- _DIRECTIONS FOR THIS TASK_:
Print out the data below. Do not alter a single line.

- _RAW DATA_:
PR #799, opened 2018-08-02
XWIKI-15435: CTRL+V in the Goto Modal (CTRL+G) doesn't work

atallahade:
### Issue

- _FINISHED EXERCISE_:
PR #799, opened 2018-08-02
XWIKI-15435: CTRL+V in the Goto Modal (CTRL+G) doesn't work

atallahade:
### Issue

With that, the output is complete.